As far as the disciplining a child goes... and I AM a parent... Okay so I grew up with a Dad that did believe in spanking. He never beat us, there was never a mark left by his spankings and in reality he never even hit us hard enough to really hurt all that much either. But they were scary... he had this way about him when he was angry that even though he could keep himself under control so he would never HURT us he had this look in his eyes that was VERY scary. I always thought that the next time I am gonna end up pushing him over the edge and he is really gonna hurt me. Well there is a whole huge story behind this... but to make it short, now that I am looking back at my childhood, if it weren't for the fact that my mother did nothing but undermine his authority it would have worked. But because it DID scare me I swore that when I had children I would never never use spanking as a punishment. Well let me tell you that did NOT last long at all. What you have to understand is that when you have a small child that isn't old enough to understand WHY they can't do certain things and they also have really short attention spans, time outs and other such punishments just really don't work.
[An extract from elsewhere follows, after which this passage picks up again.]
PR #16, opened 2015-02-27
shared.go: "RCDSA" -> "ECDSA"

dlg-yahoo:
Patch is released into the public domain.

(Yahoo's lawyers will need to talk to your lawyers about a CLA, but I'm authorized to release utterly trivial patches into the public domain.)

Yeah they get all whiny and hate the time outs at the time, but they forget they were even in one very shortly after and then are back to doing the bad behavior nearly right away. I am not sure exactly what it is... but there is something about a spanking (and I am NOT talking about beating) that they remember for much longer. Now I don't mean that you should spank your kids all the time or for every offense... this just makes it such a regular thing that it becomes ineffective too. But if you choose your battles and there are certain behaviors that are VERY bad either because they are dangerous like "don't run in the street without looking" or something really important to you like "don't touch the expensive DVD player because mommy would be really mad if you broke it"... these are the times. If you use it sparingly they will remember for a MUCH longer period.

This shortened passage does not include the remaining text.